Allan Saunderson is managing editor of Property Finance Europe and a contributor to GlobeSt.com.

MADRID-Spanish care homes and services group Sanyres, set up by the private family property firm Grupo Prasa, has finally hung out the For Sale sign. The firm, which owns 19 senior and medical care facilities, has commenced contacts with potential buyers for the sale of all or part of the company.
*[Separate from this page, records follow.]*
PR #460, opened 2022-05-06
`matching(X, y)` should print a warning if `y` is a table and `y` only has one column

DilumAluthge:
See https://github.com/alan-turing-institute/MLJ.jl/issues/937 for motivation.

### DIFF
--- a/src/model_search.jl
+++ b/src/model_search.jl
@@ -251,10 +251,10 @@ end
 
 not_missing_and_true(x) = !ismissing(x) && x
 
-const WARN_MULTITARGET = "y is a table with only one column. " *
-                         "If y is a table, we assume you want to do multi-target modeling." *
+const WARN_MULTITARGET = "'y' is a table with only one column. " *
+                         "If 'y' is a table, we assume you want to do multi-target modeling." *
                          "If you actually want to do single-target modeling, " *
-                         "you need to convert y to a Vector."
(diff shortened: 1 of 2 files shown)


DilumAluthge:
cc: @Carlos-Trebbau

src/model_search.jl
```diff
@@ -251,11 +251,32 @@ end
...
-matching(X, y, w::AbstractDict) =
-    Checker{true,false,true,scitype(X),scitype(y)}()
+function warn_if_single_column(y)
+    if Tables.istable(y) && (length(Tables.columnnames(y)) == 1)
+        msg = string(
+            "y is a table with only one column. ",
+            "If y is a table, we assume you want to do multi-target modeling.",
+            "If you actually want to do single-target modeling, ",
+            "you need to convert y to a Vector.",
+        )
```
ablaom, line 261: Please enclose variable names in single quotes.

ablaom (changes requested):
Thanks for this, @DilumAluthge . This is a good implementation. 

Can you please make the warning string a global constant, but defined in the same file, close to where you use it. You could call it `WARN_MULTITARGET`, say. And can you please add a `log_test` that references that constant?

src/model_search.jl
DilumAluthge: Done

ablaom (approved):
Beautiful.

PR #468, opened 2022-08-03
fix one hot encoder when first value in column is missing

olivierlabayle:
Fix: https://github.com/JuliaAI/MLJModels.jl/issues/467


ablaom (approved):
Perfect, @olivierlabayle . Thanks for your identification, diagnosis and resolution. 🙏🏾

PR #473, opened 2022-09-03
make relocatable

jbrea:


ablaom (commented):
I'm not super familiar with the issue this is resolving but have no objections provided someone with expertise can approve. @DilumAluthge I'm guessing you understand this and can review please?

The group started out with ambitious plans to become the leading firm in its sector by 2008 with an invoicing level of €350 million per year and 20,000 beds. However, according to Deloitte, the company has never registered a profit in its entire 10-year history due to insufficient occupancy levels. The company registered losses of €5.7 million in 2008, €7 million in 2007, €5.7 million in 2006 and €3.1 million in 2005. The company billed €45 million in 2008. The assets of Sanyres, which has its HQ in Cordoba in southern Spain, are valued at €36 million with 520 employees. Sanyres has one of the highest share capitals of the sector at €100m. The 19 centres it operates are mostly located in Andalucia (southern Spain), Madrid and the north of Spain.

Shareholders of Sanyres include Caixa Catalunya, CajaSur, Gecina and Bami. The last two, headed by Gecina’s embatteld chairman Joaquin Rivero, entered the group at the start of 2009 through the purchase of Bancaja which held a 25% stake. According to the Expansion newspaper, Rivero agreed to the purchase to return a favour owed to Romero who supported him two years previously in his bid for control of Metrovacesa against the Sanahuja family. Romero bought 3% of the company, worth €275 million at that time.